*** Opening The records ***

PR #15876, opened 2025-07-30
web/a11y: Flow Search

GirlBossRush:
## Dependencies

- #16750

## Details

This PR prepares the flow search components for use in a screen reader and e2e test suite. The changes here represent a partial implementation of accessibility, curated for an approachable PR review.

- Fix issue where escape key closes modal when selecting search select item
- Clean up mismatch of instance bound methods 

---

## Checklist

-   [ ] Local tests pass (`ak test authentik/`)
-   [ ] The code has been formatted (`make lint-fix`)

If an API change has been made

-   [ ] The API schema has been updated (`make gen-build`)

If changes to the frontend have been made

-   [ ] The code has been formatted (`make web`)

If applicable

-   [ ] The documentation has been updated
-   [ ] The documentation has been formatted (`make docs`)

PR #15701, opened 2025-07-21
web/a11y: Wizards & Forms

GirlBossRush:
## Depends on

- #15877 
- #15878 

## Details

This PR continues the a11y-ification of the UI, adding additional labels for wizards, tables, inputs, navigations -- Pretty much everything the test suite needs to traverse the DOM.

Screenshot 2025-07-21 at 22 24 44

Screenshot 2025-07-21 at 22 33 55

---

## Checklist

-   [ ] Local tests pass (`ak test authentik/`)
-   [ ] The code has been formatted (`make lint-fix`)

If an API change has been made

-   [ ] The API schema has been updated (`make gen-build`)

If changes to the frontend have been made

-   [x] The code has been formatted (`make web`)

If applicable

-   [ ] The documentation has been updated
-   [ ] The documentation has been formatted (`make docs`)

## See also

- #15876

PR #15894, opened 2025-07-30
web: Form validation regressions, consistency fixes

GirlBossRush:
## Details

This PR resolves a collection of form validation issues, as well as a partial fix for our WebDriverIO tests to run while Playwright is in review.

### Fixed Issues

- `ErrorProp`s containing strings are now parsed correctly instead of defaulting to a generic network error
- Single-step modal forms perform client-side validation before submitting their data
- Wizards now perform client-side validation before progressing to the next step
- Form Groups no longer fight for focus when multiple invalid inputs exist.
- Form Groups no longer scroll into view when a previously invalid field becomes valid
- Invalid inputs within Form Groups now wait for their parent to expand before attempting to focus the element while still hidden
- Both server and client-side errors now trigger Form Group expansion.
- Inputs with server-side errors are now marked with ARIA attributes to match their status
- The inner `form` element getter within AKForm now uses `renderRoot` over `shadowRoot`, fixing selector issues when in compatibility mode. 

## See also

- #16119 (Split off from this PR)
- #15876
- #15701

### DIFF
--- a/web/package.json
+++ b/web/package.json
@@ -193,7 +193,8 @@
         "@wdio/browser-runner": "^9.19.0",
         "@wdio/cli": "^9.19.0",
         "@wdio/spec-reporter": "^9.19.0",
-        "@web/test-runner": "^0.20.2"
+        "@web/test-runner": "^0.20.2",
+        "chromedriver": "^139.0.0"
     },
     "wireit": {
         "build": {
--- a/web/src/admin/applications/wizard/ApplicationWizardStep.ts
+++ b/web/src/admin/applications/wizard/ApplicationWizardStep.ts
@@ -5,6 +5,7 @@ import {
 } from "./types.js";
 
 import { serializeForm } from "#elements/forms/Form";
+import { reportValidityDeep } from "#elements/forms/FormGroup";
 
 import {
     NavigationEventInit,
@@ -18,7 +19,7 @@ import { styles } from "#admin/applications/wizard/ApplicationWizardFormStepStyl
 import { ApplicationRequest, ValidationError } from "@goauthentik/api";
 
 import { msg } from "@lit/localize";
-import { property, query } from "lit/decorators.js";
+import { property } from "lit/decorators.js";
 
 export class ApplicationWizardStep<T = Partial<ApplicationRequest>> extends WizardStep {
     static styles = [...WizardStep.styles, ...styles];
@@ -33,10 +34,39 @@ export class ApplicationWizardStep<T = Partial<ApplicationRequest>> extends Wiza
     public canCancel = true;
 
     // This should be overridden in the children for more precise targeting.
-    @query("form")
-    protected form!: HTMLFormElement;
+    public get form(): HTMLFormElement | null {
+        return this.renderRoot.querySelector("form");
+    }
+
+    /**
+     * @todo This defaults to true when the form is not yet available
+     * to ease the migration of existing wizards. This behavior should be removed.
+     */
+    public reportValidity(): boolean {
+        const { form } = this;
+
+        if (!form) return true;
+
+        return reportValidityDeep(form);
+    }
+
+    /**
+     * @todo This defaults to true when the form is not yet available
+     * to ease the migration of existing wizards. This behavior should be removed.
+     */
+    public checkValidity(): boolean {
+        const { form } = this;
+
+        if (!form) return true;
+
+        return form.checkValidity();
+    }
 
     protected get formValues(): T {
+        if (!this.form) {
+            throw new TypeError("Form reference is not set");
+        }
+
         return serializeForm<T>([
             ...this.form.querySelectorAll("ak-form-element-horizontal"),
             ...this.form.querySelectorAll("[data-ak-control]"),
--- a/web/src/admin/applications/wizard/steps/ak-application-wizard-application-step.ts
+++ b/web/src/admin/applications/wizard/steps/ak-application-wizard-application-step.ts
@@ -21,7 +21,7 @@ import { snakeCase } from "change-case";
 
 import { msg } from "@lit/localize";
 import { html } from "lit";
-import { customElement, query, state } from "lit/decorators.js";
+import { customElement, state } from "lit/decorators.js";
 import { ifDefined } from "lit/directives/if-defined.js";
 
 function trimMany<T extends object, K extends keyof T>(target: T, keys: K[]): Pick<T, K> {
@@ -43,8 +43,9 @@ export class ApplicationWizardApplicationStep extends ApplicationWizardStep {
     @state()
     errors = new Map<keyof ApplicationRequest, string>();
 
-    @query("form#applicationform")
-    form!: HTMLFormElement;
+    public get form(): HTMLFormElement | null {
+        return this.renderRoot.querySelector("form#applicationform");
+    }
 
     constructor() {
         super();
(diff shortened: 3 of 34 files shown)


web/src/components/ak-label.ts
```diff
@@ -0,0 +1,27 @@
...
+import type { LabelHTMLAttributes } from "react";
+
+import { html, nothing } from "lit";
+import { ifDefined } from "lit/directives/if-defined.js";
+
+export interface FormLabelProps extends LabelHTMLAttributes<HTMLLabelElement> {
+    required?: boolean;
+}
+
+export const AKLabel: LitFC<FormLabelProps> = (
```
kensternberg-authentik, line 13: Excellent.  Fragments rock.

web/src/elements/forms/HorizontalFormElement.ts
```diff
@@ -63,79 +42,88 @@ export class HorizontalFormElement extends AKElement {
...
+     * @attribute
+     * @deprecated Labels cannot associate with inputs across DOM roots. Use the slotted `label` element instead.
+     */
     @property({ type: String })
-    public label = "";
+    public label?: string;
 
     @property({ type: Boolean })
-    public required = false;
+    public required?: boolean;
```
kensternberg-authentik, line 63: This isn't good lit.  Remember that Boolean properties must always be false by default; if you don't want it to show up in the tag automagically, keep the `reflect: true` out of the property declaration, which you've already done here.

kensternberg-authentik (approved):
I'm approving, but I did have one thing I'd like you to look at and change. `undefined !== false`; the use case in HorizontalFormComponent works by coincidence, and coincidence makes me cross.

web/package.json
```diff
@@ -193,7 +193,8 @@
         "@wdio/browser-runner": "^9.19.0",
         "@wdio/cli": "^9.19.0",
         "@wdio/spec-reporter": "^9.19.0",
-        "@web/test-runner": "^0.20.2"
+        "@web/test-runner": "^0.20.2",
+        "chromedriver": "^139.0.0"
```
GirlBossRush, line 197: WebDriver is still plagued with download issues, but this inclusion will let the legacy e2e test suite run when Chromium is manually installed.

web/src/admin/applications/wizard/ApplicationWizardStep.ts
```diff
@@ -33,10 +34,39 @@ export class ApplicationWizardStep<T = Partial<ApplicationRequest>> extends Wiza
...
 
     // This should be overridden in the children for more precise targeting.
-    @query("form")
-    protected form!: HTMLFormElement;
+    public get form(): HTMLFormElement | null {
+        return this.renderRoot.querySelector("form");
+    }
+
+    /**
+     * @todo This defaults to true when the form is not yet available
```
GirlBossRush, line 42: TOOD: Circle back on this after #16010 gives us a reusable pattern with form internals

web/src/admin/applications/wizard/ApplicationWizardStep.ts
```diff
@@ -33,10 +34,39 @@ export class ApplicationWizardStep<T = Partial<ApplicationRequest>> extends Wiza
...
+
+        if (!form) return true;
+
+        return form.checkValidity();
+    }
 
     protected get formValues(): T {
+        if (!this.form) {
+            throw new TypeError("Form reference is not set");
+        }
```
GirlBossRush, line 68: Unlikely but this has been technically possible with all uses of `@query`

web/src/admin/applications/wizard/steps/ak-application-wizard-application-step.ts
```diff
@@ -43,8 +43,9 @@ export class ApplicationWizardApplicationStep extends ApplicationWizardStep {
     @state()
     errors = new Map<keyof ApplicationRequest, string>();
 
-    @query("form#applicationform")
-    form!: HTMLFormElement;
+    public get form(): HTMLFormElement | null {
+        return this.renderRoot.querySelector("form#applicationform");
+    }
```
GirlBossRush, line 48: Switch to getter to allow for overriding in application provider steps

web/src/admin/applications/wizard/steps/ak-application-wizard-application-step.ts
```diff
@@ -71,7 +72,7 @@ export class ApplicationWizardApplicationStep extends ApplicationWizardStep {
             this.errors.set("name", msg("An application name is required"));
         }
 
-        if (!values.metaLaunchUrl || !URL.canParse(values.metaLaunchUrl)) {
+        if (values.metaLaunchUrl && !URL.canParse(values.metaLaunchUrl)) {
```
GirlBossRush, line 75: TODO: This was subtle fix. Circle back on something like an `<ak-url-input>` to handle this sort of check.

web/src/admin/applications/wizard/steps/ak-application-wizard-provider-step.ts
```diff
@@ -33,7 +33,24 @@ export class ApplicationWizardProviderStep extends ApplicationWizardStep {
...
 
     @query("#providerform")
-    element!: ApplicationWizardProviderForm<OneOfProvider>;
+    protected element!: ApplicationWizardProviderForm<OneOfProvider>;
+
+    get form(): HTMLFormElement | null {
+        const providerForm = this.element.form;
+
+        if (!providerForm) {
+            // TODO: This needs to be removed once all steps can report their validity.
```
GirlBossRush, line 42: AFAICT this is only true of the bindings step which has no form. Leaving it in for now to reduce the number of changes.

web/src/admin/applications/wizard/steps/providers/ApplicationWizardProviderForm.ts
```diff
@@ -16,7 +16,7 @@ import { snakeCase } from "change-case";
 import { CSSResult } from "lit";
 import { property, query } from "lit/decorators.js";
 
-export class ApplicationWizardProviderForm<T extends OneOfProvider> extends AKElement {
+export abstract class ApplicationWizardProviderForm<T extends OneOfProvider> extends AKElement {
```
GirlBossRush, line 19: `ApplicationWizardStep` should also be abstract, but our typing on `CustomEmitterElement` makes this difficult to achieve without a lot of detangling.

web/src/admin/applications/wizard/steps/providers/ak-application-wizard-provider-for-oauth.ts
```diff
@@ -48,7 +48,7 @@ export class ApplicationWizardOauth2ProviderForm extends ApplicationWizardProvid
             <form id="providerform" class="pf-c-form pf-m-horizontal" slot="form">
                 ${renderForm(
                     provider ?? {},
-                    errors,
+                    errors.provider ?? {},
```
GirlBossRush, line 51: AFAICT not showing field errors in the provider step seems to be a long standing bug we managed to surface when error parsing was introduced. 

I suspect that `ak-application-wizard-submit-step` also has an expectation of field error name spacing that doesn't apply anymore.

web/src/common/styles/authentik.css
```diff
@@ -35,6 +35,31 @@
...
+}
+
+.pf-c-form__label[aria-required] .pf-c-form__label-text::after {
+    content: "*";
+    user-select: none;
+    margin-left: var(--pf-c-form__label-required--MarginLeft);
+    font-size: var(--pf-c-form__label-required--FontSize);
+    color: var(--pf-c-form__label-required--Color);
+}
+
```
GirlBossRush: Largely moved out of horizontal form for better consistency in inputs across all interfaces.

web/src/components/ak-label.ts
GirlBossRush, line 13: See #16119 for how this works with label input association.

*** Closing The records ***

### Exercise aim
Search the records for the word "instead" and copy every line where it occurs.

### Answer section
- `ErrorProp`s containing strings are now parsed correctly instead of defaulting to a generic network error
+     * @deprecated Labels cannot associate with inputs across DOM roots. Use the slotted `label` element instead.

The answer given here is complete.